Dataset entries:
——

PR #989, opened 2025-09-08
chore: update golangci-lint to v2.3.0 [IDE-1377]

rrama:
### Description

Migrate stylecheck, gosimple, and varcheck into staticcheck (they are now combined).
Enable staticcheck explicitly, it was previously enabled, but was not listed.
Remove deprecated `EXC####` exclusion rules.
Disable package comment rules (ST1000).
Disable naming convention rules (ST1003).
Move the timeout to command-line arguments (v2 discourages timeouts in the config).
Fix any new lint errors.
Improve updating of golangci-lint and pact, now will be automatically updated if needed before use.
Add a target to remove the tools dir on `make clean-tools` and `make-clean`, with a new `make clean-build` target to delete just the build directory.

### Notes for the reviewer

——

#### PROBLEM TO SOLVE
For each line in the records that contains the word "lint", make a copy.

#### RESPONSE BOX
chore: update golangci-lint to v2.3.0 [IDE-1377]
Fix any new lint errors.
Improve updating of golangci-lint and pact, now will be automatically updated if needed before use.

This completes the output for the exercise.